▶ [PROVIDED ENTRIES]:

*** Block opens ***

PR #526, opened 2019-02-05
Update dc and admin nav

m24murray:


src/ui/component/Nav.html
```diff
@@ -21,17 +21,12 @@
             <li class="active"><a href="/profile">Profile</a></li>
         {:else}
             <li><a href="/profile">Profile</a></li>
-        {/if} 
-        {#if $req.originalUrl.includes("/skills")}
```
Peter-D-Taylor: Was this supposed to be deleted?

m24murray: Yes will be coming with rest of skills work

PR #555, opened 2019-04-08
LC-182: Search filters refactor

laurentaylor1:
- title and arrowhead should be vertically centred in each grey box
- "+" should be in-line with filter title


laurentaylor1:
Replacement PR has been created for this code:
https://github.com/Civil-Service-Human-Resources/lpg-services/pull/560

*** Block closes ***
*** Block opens ***

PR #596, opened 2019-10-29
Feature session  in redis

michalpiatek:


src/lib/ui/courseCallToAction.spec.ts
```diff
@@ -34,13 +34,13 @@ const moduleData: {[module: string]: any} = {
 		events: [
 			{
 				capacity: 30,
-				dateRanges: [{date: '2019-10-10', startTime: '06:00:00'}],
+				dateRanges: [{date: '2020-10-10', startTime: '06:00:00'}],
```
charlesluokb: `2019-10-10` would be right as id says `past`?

*** Block closes ***
*** Block opens ***

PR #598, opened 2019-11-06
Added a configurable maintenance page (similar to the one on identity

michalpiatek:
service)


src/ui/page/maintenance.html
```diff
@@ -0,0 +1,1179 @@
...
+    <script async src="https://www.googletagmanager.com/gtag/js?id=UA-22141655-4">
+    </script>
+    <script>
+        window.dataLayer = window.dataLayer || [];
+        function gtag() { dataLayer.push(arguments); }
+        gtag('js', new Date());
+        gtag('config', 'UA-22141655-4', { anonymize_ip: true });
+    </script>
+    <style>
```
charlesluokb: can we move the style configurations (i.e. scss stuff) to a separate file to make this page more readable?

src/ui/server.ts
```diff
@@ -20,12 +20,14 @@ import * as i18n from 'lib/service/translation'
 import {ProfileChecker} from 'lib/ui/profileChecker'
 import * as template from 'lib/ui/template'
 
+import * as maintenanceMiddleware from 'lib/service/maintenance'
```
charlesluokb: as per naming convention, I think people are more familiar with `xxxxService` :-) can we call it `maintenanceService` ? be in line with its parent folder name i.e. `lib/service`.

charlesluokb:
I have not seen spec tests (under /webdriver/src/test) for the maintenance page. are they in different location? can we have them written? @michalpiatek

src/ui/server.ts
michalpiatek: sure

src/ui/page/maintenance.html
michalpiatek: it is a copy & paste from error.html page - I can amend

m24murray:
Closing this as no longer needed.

*** Block closes ***

▶ [TASK INSTRUCTIONS]: The expected output is every line from the material above where "title" can be found.

▶ [RESULT OF THIS EXERCISE]:
- title and arrowhead should be vertically centred in each grey box
- "+" should be in-line with filter title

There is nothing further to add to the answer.